Wednesday, January 31, 2007
Equipment TestDrive: Nikon D2h
The new high-end digital-SLR from Nikon is built for shooting speed
A common criticism of all digital cameras is that they need time to start up before you can make an exposure. The D2h is ready to go almost the instant you turn on the power. Also, the shutter lag is just about nonexistent-at 37 milliseconds, it's close to the same lag as the Nikon F5 film camera. Continuing with the speed theme, the D2h shoots 8 fps at full resolution for up to 40 continuous images (JPEG) or 25 continuous RAW (NEF) files before the buffer fills up.
Nikon's latest autofocus system, called Nikon Multi-CAM 2000, has been built into the camera.
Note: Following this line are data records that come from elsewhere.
PR #554, opened 2026-08-04
Add GraalVM Web Image.

fniephaus:
GraalVM Web Image is still an experimental feature but maybe it makes sense to mention it to the getting started page already.


tomayac (approved):
LGTM, thanks

PR #562, opened 2026-08-21
Move Wasmi next to Wasm3 + update entries

Robbepop:
Reason: Wasmi and Wasm3 are friendly competitors and thus it is useful to readers of the website to have them be adjacent to each other for comparison.

## The Problem

Back when I added Wasmi to the list I politely appended it to the back.
However, I noticed that not all new additions do that.

The issue is that the last spots are inferior to the first due to the visualization of the table on the website.
Users have to scroll to see the last spots and therefore nobody wants to take those places.

This visualization worked until a certain threshold of entries existed.
How could we make this visualization fairer for now and future additions?

## Some Proposals

- Maybe adding more cathegories such as Web Runtime, JIT runtime, Interpreter runtime, Compilers, etc..?
    - Using tabs (that automatically cycle through) to switch between views so that nobody has to scroll for anything?
- Maybe a completely new visualization that no longer is a table?
- Maybe randomize the order each visit to the website?

### DIFF
--- a/features.json
+++ b/features.json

The technology is matched to the fast shooting speed, as well as the need for accurate performance in low-light situations. There are 11 AF sensors, nine cross type and two placed at the horizontal ends of the frame. The cross-type sensors are laid out to match typical rule-of-thirds compositions. Overall, 75 percent of the frame is covered by AF sensors, reducing the chance that you'll miss a shot because the camera missed the subject.
One interesting new feature in the D2h is the integrated WiFi (802.11.b) connectivity. To utilize the WiFi feature, you need the optional Nikon WT-1 accessory. With it, the camera can transmit images over a WiFi-enabled network. The effective range is about 100 feet (or as far as 490 feet with the optional range-boosting antenna). You can shoot and send the images directly to a laptop.
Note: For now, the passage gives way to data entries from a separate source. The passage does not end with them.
PR #563, opened 2026-08-22
Add zwasm to the standalone runtimes table

jtakakura:
Adds [zwasm](https://github.com/zwasm/zwasm), a WebAssembly runtime written in Zig, to the Standalone Runtimes rows, plus its logo (`images/zwasm.svg`).

Every cell was measured against zwasm v2.5.0 (default build) rather than transcribed from project docs: the official spec-testsuite lanes run on both engines (interpreter and JIT), plus a minimal self-verifying probe module per feature. Where the engines differ, the cell carries a note naming which engine executes the feature and what the default mode does.

One question for the maintainers — non-blocking: zwasm ships two engines with an `auto` default that routes between them, so a few cells are capability-split rather than flag-gated: `simd` / `relaxedSimd` (the JIT executes them; the interpreter accepts the module but traps when a vector instruction executes), `multiMemory` (interpreter only; the JIT rejects), and `threads` (single-threaded host: wait times out, notify returns 0). Existing annotations in the table mostly describe how to *enable* a feature, though Wasmtime's `tailCall` note is a backend-and-architecture condition. Are these cells represented the way you would want, or would you rather see them as `false`, or worded some other way? If they are fine as written, nothing needs to change.

Versions are omitted deliberately (plain `true`) — per-feature "supported since" versions are not cheaply derivable from the project history.

Logo: silhouette derived from the WebAssembly logo mark (CC0-1.0, carlosbaraza/web-assembly-logo), recoloured, with lettering set in Open Sans (OFL-1.1).


tomayac (approved):
LGTM, thanks!

PR #566, opened 2026-08-27
Update compact import section

dschuff:
It advanced to phase 4 in August 2026
It's also supported with a flag in Chrome.


tomayac (approved):
LGTM, thanks

PR #571, opened 2026-09-22
Update features.json in a GitHub Actions workflow

gsnedders:
This adds a GitHub Actions workflow, similar to what https://github.com/tc39/dataset does, to keep features.json up-to-date.


package.json
```diff
@@ -8,8 +8,10 @@
   },
   "scripts": {
     "start": "bundle exec jekyll serve",
-    "prettier": "npx prettier . --write",
+    "prettier": "prettier . --write",
```
tomayac, line 11: I'd leave `npx` here, so `prettier` doesn't have to be globally installed.

tomayac (approved):
LGTM, thanks for this.

Let's have a second pair of eyes review this, though, just to be on the safe side. @dschuff maybe?

package.json
gsnedders: As long as the dev dependencies are installed, then we don't need `npx` here — see https://docs.npmjs.com/cli/v12/commands/npm-run#:~:text=In%20addition%20to,node_modules/.bin%20prefix.

tomayac: You're right, I overlooked it, but it's right there. Resolving then.

gsnedders:
(Force pushed just to rebase past the conflict.)

features.json
```diff
@@ -21,6 +21,11 @@
       "url": "https://github.com/WebAssembly/bulk-memory-operations/blob/master/proposals/bulk-memory-operations/Overview.md",
       "phase": 5
     },
+    "callTags": {
+      "description": "Call Tags",
+      "url": "https://github.com/WebAssembly/call-tags",
+      "phase": "inactive"
```
dschuff: is having "inactive" proposals in the JSON new? I assume we aren't going to show them in the page?

scripts/update-features.js
```diff
@@ -0,0 +1,303 @@
...
+    reportProblem(
+      'Parsed zero proposals from README.md - the "Phase N" heading format may have changed upstream'
+    );
+  }
+
+  return [
+    ...readmeProposals,
+    ...parseFixedPhaseFile(readProposalsFile('finished-proposals.md'), 5),
+    ...parseFixedPhaseFile(
+      readProposalsFile('inactive-proposals.md'),
```
dschuff: This is sort of pre-existing but I'm not sure it's valuable to have inactive proposals. By definition nobody is working on them, and having information won't be useful to developers. I think when I originally made this page the bar was that we don't show anything that doesn't have an implementation, because this page targets developers who might want to target wasm. The scope has expanded some but I'm still not convinced that there's any value in showing proposals with nobody working on them and/or no implementations.
Deprecated proposals would be the exception there, so maybe we make some kind of carveout for that, but I think all the others would be just noise. (or maybe we leave deprecated proposals out too, just to avoid encouraging anyone to use them).

dschuff (commented):
The commit message and comments/documentations should be clear that the keeping-up-to-date part only applies to proposal phases, not engine support.

As for which proposals to show, see my comment below; I think it's still worth curating this a bit; this page doesn't have the same purpose as the wasm proposals repo itself.

scripts/update-features.js
gsnedders: From my point-of-view, I really just want to be able to find all WASM proposals without having to (potentially in multiple places) parse the Markdown files myself — the webpage itself is actually not really my main concern, the JSON file itself is.

The [current (main) features.json](https://github.com/WebAssembly/website/blob/a31b9452495232f634d95defee2eed3f7a4fcfb8/features.json) seems to include all active proposals, plus inactive-but-implemented ones. The fixup commit I've just pushed filters the two places that render things based on features.json down to the that.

The Nikon RAW file (called NEF) combined with Nikon Capture 4.0 software allows you to pull the maximum amount of image data from images shot with the D2h. To speed up review of images while maintaining the versatility and quality of a RAW file, the D2h can simultaneously capture a JPEG file along with the RAW file. The JPEG files are fast and easy to open and review, but you still have the RAW files at your disposal for more extensive processing down the road. MSRP: $3,999 (body only).